ASSIGNMENT
Your task is to output the data exactly as it stands.

RECORDS FOR PROCESSING
PR #3762, opened 2023-07-05
Update version-and-publish.md

Kyoloro:
## Description
Document content error: "The remixapp is private"

## How Has This Been Tested?

While I am reading : )

## Types of changes

## Checklist:


JamesHenry:
Thanks @Kyoloro, but this text is intentional when you review the whole block. The app is being given as an example of something which isn’t private by its nature, but that nevertheless does not get published. So the private flag is leveraged despite it not being private.

Kyoloro:
> Thanks @Kyoloro, but this text is intentional when you review the whole block. The app is being given as an example of something which isn’t private by its nature, but that nevertheless does not get published. So the private property is leveraged despite it not being private.

In order not to publish to NPM, set the private = true, although "the remixapp isn't private" . XD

ANSWER FOR THE TASK
PR #3762, opened 2023-07-05
Update version-and-publish.md

Kyoloro:
## Description
Document content error: "The remixapp is private"

## How Has This Been Tested?

While I am reading : )

## Types of changes

## Checklist:


JamesHenry:
Thanks @Kyoloro, but this text is intentional when you review the whole block. The app is being given as an example of something which isn’t private by its nature, but that nevertheless does not get published. So the private flag is leveraged despite it not being private.

Kyoloro:
> Thanks @Kyoloro, but this text is intentional when you review the whole block. The app is being given as an example of something which isn’t private by its nature, but that nevertheless does not get published. So the private property is leveraged despite it not being private.

In order not to publish to NPM, set the private = true, although "the remixapp isn't private" . XD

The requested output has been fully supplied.